A dividend investing pro shares his stock screen


by Michael Tarsala

Prudent Investment management is an involved process with many steps. Screening for the right stocks is only going to take you so far.

Part of the reason is that investing involves choosing investments where you have reason to believe others will be buying in the future. It’s not simply about buying stocks that meet all of your checkboxes. Read this post for more background.

Screens can, however, help you to find stocks that meet certain quality criteria. If you are searching for an income-generating stock as an alternative to a bond, including dividends as part of your screening makes sense.

You can also include valuation screens to ensure that you are not overpaying for high-yielding stocks, ones with very strong growth rates, or ones that have simply become very popular.

Bill DeShurko at 401 Adviser runs the Dividend and Income Plus model at Covestor. Most investments in the model typically have above-average dividend yields. And almost all of them are less volatile than the S&P 500, based on their betas.

Bill uses the following screens to help narrow down his potential investment selections:

DIVIDEND YIELD: Above 3%. One thing companies simply cannot lie about, DeShurko says, is the cash they put in your hand. More cash is better, provided all the other criteria also check out.

BETA: Less than 1. He likes stocks with less volatility than the market as a whole. They may lag a bit in a market upturn, but they also tend to hold up better in a downturn.

P/E: 15 or less. Keep this ratio low. The current P/E ratio of the S&P 500 is 16.8. You should be able to pay far less if you’re willing to do the research.

FORWARD P/E: 15 or less. Do not overpay for future earnings, either. Keep in mind that the S&P 500 is at a forward P/E of 14.

EPS Growth: Positive. There’s no need to settle for shrinking companies, even when it’s yield that you are really after.

MARKET CAP: Over $300 million. Small companies can be suitable. But under $300 million, and you are looking at a traditionally volatile lot.

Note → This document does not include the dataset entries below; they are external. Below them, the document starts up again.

PR #20, opened 2019-11-27
Add RHEL dockerfiles

semtexzv:
- Added Dockerfiles for running the app on RHEL 7 & 8.
- Added script to check Dockerfiles consistency.
- We're waiting for CentOS images to catch up in order to migrate database to CentOS & Rhel 8


Dockerfile.rhel8
```diff
@@ -0,0 +1,26 @@
+FROM registry.access.redhat.com/ubi8
```
Josca: I would rather name these rhel based ones call Dockerfile, as it's default and production variant. And I would add centos suffix to dockerfiles based on centos because there are only for development purposes.

scripts/check-dockerfiles.sh
```diff
@@ -0,0 +1,48 @@
+#!/bin/bash
```
Josca: I would prefer to have only one Dockerfile (rhel based) and then script to generate CentOS based one if developer needs it. But I know that this is the tested way which is used in vmaas and engine.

COUNTRY: USA-only. It’s not blind patriotism. The U.S. economy is holding up better than other industrialized nations right now, so buying stocks with heavy U.S revenue exposure makes the most sense.

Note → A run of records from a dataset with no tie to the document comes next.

PR #23, opened 2019-12-02
Openapi clients

semtexzv:
- Adds code for handling the 3scale identity strings
- Removes old `hosts` handling code & benchmarks
- Adds scripts to generate OpenApi clients into the _generated file

Goal of this PR is not to finish the whole evaluation flow, but to add OpenAPI generated clients and make listener able to call inventory and VMaaS.


scripts/generate-clients.sh
```diff
@@ -0,0 +1,30 @@
+#!/bin/bash
```
Josca: It would be better to create separate repo(s) for generated vmaas and inventory clients and use it as libs. It avoids to storing scripts like this one here.
Btw. it does not work for me:
~~~
[main] INFO  o.o.codegen.DefaultGenerator - Model Facts not generated since it's a free-form object
[main] INFO  o.o.codegen.AbstractGenerator - writing file /local/_generated/cmsfr/inventory/model_bulk_host_out.go
Exception in thread "main" java.lang.RuntimeException: Could not generate model 'BulkHostOut'
	at org.openapitools.codegen.DefaultGenerator.generateModels(DefaultGenerator.java:517)
	at org.openapitools.codegen.DefaultGenerator.generate(DefaultGenerator.java:923)
...
[main] INFO  o.o.codegen.AbstractGenerator - writing file /local/_generated/cmsfr/vmaas/model_cves_request.go
Exception in thread "main" java.lang.RuntimeException: Could not generate model 'CvesRequest'
~~~

Dockerfile.centos
```diff
@@ -4,8 +4,9 @@ RUN yum module -y install go-toolset postgresql && yum -y install git
 ENV GOPATH=/go
 ENV GO111MODULE=on
 
-ADD go.mod  /go/src/app/
-ADD go.sum  /go/src/app/
+ADD /_generated /go/src/app/_generated
```
Josca: As `_generated` folder is not included in repo after pull, it breaks many things that worked till now (docker-compose, go tests, docker build). When generating is not working then nothing is working.

base/utils/identity.go
```diff
@@ -0,0 +1,42 @@
...
+	// Additional information, we don't parse this
+	Internal      map[string]interface{}
+}
+
+type Identity struct {
+	Entitlements map[string]Entitlement `json:"entitlements"`
+	Identity     IdentityDetail         `json:"identity"`
+}
+
+func ParseIdentity(identityString string) (ident *Identity, err error) {
```
Josca: Named return values are not used here. Let's use types only.

docker-compose.yml
```diff
@@ -3,7 +3,6 @@ version: '3'
 services:
   
   db:
-    container_name: db
```
Josca: Thanks :smile:

scripts/generate-clients.sh
semtexzv: Moved the clients temporarily to https://github.com/semtexzv/patchman-clients, until we have repo in the RedhatInsights org. 

The error seems to be caused by user access rights to the directory. I'm running under docker, so its running with root .

base/utils/identity.go
semtexzv: Fixed

docker-compose.yml
semtexzv: You're welcome :)

semtexzv:
Moved the clients to separate repo. After we have created a dedicated repo in the RedHatIsights org, I'll move the clients there.

Dockerfile.centos
semtexzv: Fixed with the dedicated repository for clients.

listener/listener.go
```diff
@@ -37,43 +46,106 @@ func configure() {
...
+	config.Debug = true
+	config.BasePath = inventoryAddr + INVENTORY_API_PREFIX
+
+	inventoryClient = inventory.NewAPIClient(config)
+
+	cfg := vmaas.NewConfiguration()
+	cfg.BasePath = utils.GetenvOrFail("VMAAS_ADDRESS") + VMAAS_API_PREFIX
+	cfg.Debug = true
+
+	vmaasClient = vmaas.NewAPIClient(cfg)
```
Josca: Could we replace `base/vmaas_client` with that?

base/utils/identity_test.go
```diff
@@ -0,0 +1,27 @@
...
+		"ansible":          {Entitled: true},
+		"openshift":        {Entitled: true},
+	}
+
+	assert.Equal(t, nil, err)
+	assert.Equal(t, entitlements, identity.Entitlements)
+	assert.Equal(t, "6089719", identity.Identity.AccountNumber)
+
+	assert.Equal(t, true, identity.IsSmartEntitled())
+
```
Josca: empty. line

listener/listener.go
```diff
@@ -37,43 +46,106 @@ func configure() {
...
+	err := reader.Close()
 	if err != nil {
 		utils.Log("err", err.Error()).Error("unable to shutdown Kafka reader")
 	}
-
 }
 
 func baseListener(reader *kafka.Reader, handler func(message kafka.Message)) {
+	defer shutdown(reader)
+
```
Josca: Quite a lot of logic. How can I test whether it works?

listener/listener.go
```diff
@@ -37,43 +46,106 @@ func configure() {
...
+	var event PlatformEvent
+	utils.Log("msg", string(m.Value)).Info("Msg received")
+
+	err := json.Unmarshal(m.Value, &event)
+	if err != nil {
+		utils.Log("err", err.Error()).Error("Could not deserialize host event")
+		return
+	}
+	// We need the b64 identity in order to call the inventory
+	if event.B64Identity != nil && event.Url != nil {
```
Josca: Better to use standard go style here. That means check invalid states and handle it if needed. And keep expected routine on the left.
~~~go
step1()
if check1(): {
 log error; return
}
step2()
if check2(): {
 log error; return
}
step3()
...
~~~

listener/listener.go
```diff
@@ -37,43 +46,106 @@ func configure() {
...
+		if err != nil {
+			utils.Log("err", err.Error()).Error("Could not parse identity")
+			return
 		}
-		handler(m)
 
+
+		if identity.IsSmartEntitled() {
+			utils.Log("url", *event.Url).Error("Downloading system profile")
+			downloadSystemProfile(event.Id, *event.B64Identity)
```
Josca: This is our goal, so it should be in the end of method. Not nested in ifs.

listener/listener.go
```diff
@@ -37,43 +46,106 @@ func configure() {
...
-func logHandler(m kafka.Message) {
-	utils.Log().Info("Received message [", m.Topic,"] ", string(m.Value))
+func downloadSystemProfile(hostId string, identity string) {
+	utils.Log("hostId", hostId, "identity", identity).Error("Downloading system profile")
+
+	// Create new context, which has the apikey value set. This value is then used as a value for `x-rh-identity`
+	ctx := context.WithValue(context.Background(), inventory.ContextAPIKey, inventory.APIKey{Prefix: "", Key: identity})
+
+	data, res, err := inventoryClient.HostsApi.ApiHostGetHostSystemProfileById(ctx, []string{hostId}, nil)
+
```
Josca: emp. line

listener/listener.go
```diff
@@ -88,12 +160,11 @@ func RunListener() {
...
 	configure()
-	defer shutdown()
 
-	go baseListener(uploadReader, logHandler)
+	go baseListener(uploadReader, uploadHandler)
 	go baseListener(eventsReader, logHandler)
 
 	// Just block. Any error will panic and kill the process.
-	<- make(chan bool)
+	<-make(chan bool)
```
Josca: Could we replace it just second calling baseListener without go?

listener/listener.go
semtexzv: Well, that's the goal.

base/utils/identity_test.go
semtexzv: Which one ? We're gonna need to setup gofmt config and format code after each commit,

listener/listener.go
semtexzv: Fixed

listener/listener.go
semtexzv: Fixed.

base/utils/identity_test.go
Josca: Both or at least last empty line in function. I see no reason to have it there.

listener/listener.go
Josca: Ok, so could you remove base/vmaas_client package. Maybe you can use vmaas mock for testing your client, if you want.

listener/listener.go
```diff
@@ -37,43 +46,105 @@ func configure() {
...
-		handler(m)
-
+		// Spawn handler, not blocking the receiving goroutine
+		go handler(m)
 	}
 }
 
 func logHandler(m kafka.Message) {
-	utils.Log().Info("Received message [", m.Topic,"] ", string(m.Value))
+	utils.Log().Info("Received message [", m.Topic, "] ", string(m.Value))
```
Josca: better to use Log("topic", m.Topic) here

go.mod
```diff
@@ -4,37 +4,50 @@ go 1.11
 
 require (
 	github.com/DataDog/zstd v1.4.4 // indirect
+	github.com/RedHatInsights/patchman-clients/inventory v0.0.0-20191205080343-d3fd25e923bf
```
Josca: I would rather name it `go-api-clients` as these are not clients to patchman.

listener/listener.go
```diff
@@ -37,43 +46,105 @@ func configure() {
...
-		handler(m)
-
+		// Spawn handler, not blocking the receiving goroutine
+		go handler(m)
 	}
 }
 
 func logHandler(m kafka.Message) {
-	utils.Log().Info("Received message [", m.Topic,"] ", string(m.Value))
+	utils.Log("topic", m.Topic).Info("Received message ", string(m.Value))
```
Josca: Please use `Log("topic", m.Topic, "msg", string(m.Value))` instead.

The index comparisons herein are provided for informational purposes only and should not be used as the basis for making an investment decision. There are significant differences between client accounts and the indices referenced including, but not limited to, risk profile, liquidity, volatility and asset composition. The S&P 500 is an index of 500 stocks chosen for market size, liquidity and industry, among other factors.